-- Records provided follows --

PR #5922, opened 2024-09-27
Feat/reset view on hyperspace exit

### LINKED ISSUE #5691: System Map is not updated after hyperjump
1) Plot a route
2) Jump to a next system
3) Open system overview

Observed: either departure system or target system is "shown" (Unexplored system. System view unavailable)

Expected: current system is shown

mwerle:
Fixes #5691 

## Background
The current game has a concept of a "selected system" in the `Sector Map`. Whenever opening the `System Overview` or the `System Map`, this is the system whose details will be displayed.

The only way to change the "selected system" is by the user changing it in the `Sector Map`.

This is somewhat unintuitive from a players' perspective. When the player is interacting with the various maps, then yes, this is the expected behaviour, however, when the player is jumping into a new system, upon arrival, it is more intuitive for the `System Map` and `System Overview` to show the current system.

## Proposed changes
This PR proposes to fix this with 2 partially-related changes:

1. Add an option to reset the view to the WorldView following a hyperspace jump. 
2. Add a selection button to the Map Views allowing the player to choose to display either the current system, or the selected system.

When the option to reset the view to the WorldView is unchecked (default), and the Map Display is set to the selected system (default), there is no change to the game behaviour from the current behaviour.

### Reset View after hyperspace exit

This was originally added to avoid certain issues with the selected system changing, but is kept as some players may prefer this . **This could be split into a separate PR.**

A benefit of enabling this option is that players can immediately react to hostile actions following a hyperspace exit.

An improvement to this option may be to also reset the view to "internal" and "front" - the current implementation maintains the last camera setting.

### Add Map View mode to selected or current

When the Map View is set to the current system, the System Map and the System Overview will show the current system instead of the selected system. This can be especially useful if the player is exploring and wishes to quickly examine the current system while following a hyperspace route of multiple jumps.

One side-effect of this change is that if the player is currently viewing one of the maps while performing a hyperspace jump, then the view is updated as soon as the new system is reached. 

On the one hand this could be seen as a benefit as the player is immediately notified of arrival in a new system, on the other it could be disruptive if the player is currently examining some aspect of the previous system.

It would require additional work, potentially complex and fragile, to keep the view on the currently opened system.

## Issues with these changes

-- Records provided concluded --
-- Records provided follows --

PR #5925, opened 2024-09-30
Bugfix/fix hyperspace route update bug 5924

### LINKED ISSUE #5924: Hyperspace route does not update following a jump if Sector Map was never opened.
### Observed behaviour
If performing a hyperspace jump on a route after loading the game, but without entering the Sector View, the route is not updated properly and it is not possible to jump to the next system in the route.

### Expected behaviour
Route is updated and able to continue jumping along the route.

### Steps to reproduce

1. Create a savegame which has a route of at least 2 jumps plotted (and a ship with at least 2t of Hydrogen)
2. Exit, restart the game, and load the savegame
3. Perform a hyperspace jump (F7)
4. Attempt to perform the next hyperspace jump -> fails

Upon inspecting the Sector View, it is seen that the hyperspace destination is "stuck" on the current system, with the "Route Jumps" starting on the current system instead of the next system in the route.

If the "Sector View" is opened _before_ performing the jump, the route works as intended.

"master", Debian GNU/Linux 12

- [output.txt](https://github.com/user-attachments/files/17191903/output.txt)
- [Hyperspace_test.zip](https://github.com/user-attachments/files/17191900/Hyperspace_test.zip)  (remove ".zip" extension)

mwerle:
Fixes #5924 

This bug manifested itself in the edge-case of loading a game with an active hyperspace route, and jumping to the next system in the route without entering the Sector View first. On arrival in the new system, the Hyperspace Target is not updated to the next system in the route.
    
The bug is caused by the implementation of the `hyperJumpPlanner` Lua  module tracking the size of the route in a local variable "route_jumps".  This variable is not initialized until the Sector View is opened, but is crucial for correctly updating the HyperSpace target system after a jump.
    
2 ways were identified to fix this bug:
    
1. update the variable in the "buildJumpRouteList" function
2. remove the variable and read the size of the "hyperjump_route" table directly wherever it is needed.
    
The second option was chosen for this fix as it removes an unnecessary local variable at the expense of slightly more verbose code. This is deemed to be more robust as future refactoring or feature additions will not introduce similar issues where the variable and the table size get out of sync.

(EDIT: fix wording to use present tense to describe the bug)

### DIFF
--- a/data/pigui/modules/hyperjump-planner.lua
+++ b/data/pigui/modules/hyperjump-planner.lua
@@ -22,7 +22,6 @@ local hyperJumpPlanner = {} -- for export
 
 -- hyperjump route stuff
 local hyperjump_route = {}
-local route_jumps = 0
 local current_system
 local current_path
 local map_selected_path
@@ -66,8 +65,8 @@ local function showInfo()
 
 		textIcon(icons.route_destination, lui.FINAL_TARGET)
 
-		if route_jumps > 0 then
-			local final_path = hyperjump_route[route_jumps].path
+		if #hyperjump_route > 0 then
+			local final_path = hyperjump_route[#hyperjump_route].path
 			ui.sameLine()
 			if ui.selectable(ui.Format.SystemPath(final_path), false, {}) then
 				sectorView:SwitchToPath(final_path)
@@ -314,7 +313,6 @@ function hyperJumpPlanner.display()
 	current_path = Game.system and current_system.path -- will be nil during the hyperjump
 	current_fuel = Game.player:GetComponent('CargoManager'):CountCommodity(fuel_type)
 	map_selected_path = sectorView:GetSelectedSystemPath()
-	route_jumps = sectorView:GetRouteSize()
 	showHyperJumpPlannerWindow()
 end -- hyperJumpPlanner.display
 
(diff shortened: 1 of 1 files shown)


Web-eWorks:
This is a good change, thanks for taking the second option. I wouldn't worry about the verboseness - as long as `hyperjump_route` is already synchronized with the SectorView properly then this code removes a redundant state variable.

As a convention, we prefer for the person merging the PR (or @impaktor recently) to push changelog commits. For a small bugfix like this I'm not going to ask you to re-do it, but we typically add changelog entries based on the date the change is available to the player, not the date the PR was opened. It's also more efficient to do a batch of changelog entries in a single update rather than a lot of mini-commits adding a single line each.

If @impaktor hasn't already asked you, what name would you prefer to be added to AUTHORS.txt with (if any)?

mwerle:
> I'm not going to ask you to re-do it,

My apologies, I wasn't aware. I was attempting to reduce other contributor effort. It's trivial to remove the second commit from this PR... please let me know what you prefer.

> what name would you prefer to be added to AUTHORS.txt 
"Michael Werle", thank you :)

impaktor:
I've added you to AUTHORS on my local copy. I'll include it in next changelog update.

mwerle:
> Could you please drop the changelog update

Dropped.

-- Records provided concluded --

(How to complete this task) Both end lines included, restate word for word the lines above from the line with "PR #5922, opened 2024-09-27" to the line with "### Add Map View mode to selected or current", and nothing else.

(Answer box)
PR #5922, opened 2024-09-27
Feat/reset view on hyperspace exit

### LINKED ISSUE #5691: System Map is not updated after hyperjump
1) Plot a route
2) Jump to a next system
3) Open system overview

Observed: either departure system or target system is "shown" (Unexplored system. System view unavailable)

Expected: current system is shown

mwerle:
Fixes #5691 

## Background
The current game has a concept of a "selected system" in the `Sector Map`. Whenever opening the `System Overview` or the `System Map`, this is the system whose details will be displayed.

The only way to change the "selected system" is by the user changing it in the `Sector Map`.

This is somewhat unintuitive from a players' perspective. When the player is interacting with the various maps, then yes, this is the expected behaviour, however, when the player is jumping into a new system, upon arrival, it is more intuitive for the `System Map` and `System Overview` to show the current system.

## Proposed changes
This PR proposes to fix this with 2 partially-related changes:

1. Add an option to reset the view to the WorldView following a hyperspace jump. 
2. Add a selection button to the Map Views allowing the player to choose to display either the current system, or the selected system.

When the option to reset the view to the WorldView is unchecked (default), and the Map Display is set to the selected system (default), there is no change to the game behaviour from the current behaviour.

### Reset View after hyperspace exit

This was originally added to avoid certain issues with the selected system changing, but is kept as some players may prefer this . **This could be split into a separate PR.**

A benefit of enabling this option is that players can immediately react to hostile actions following a hyperspace exit.

An improvement to this option may be to also reset the view to "internal" and "front" - the current implementation maintains the last camera setting.

### Add Map View mode to selected or current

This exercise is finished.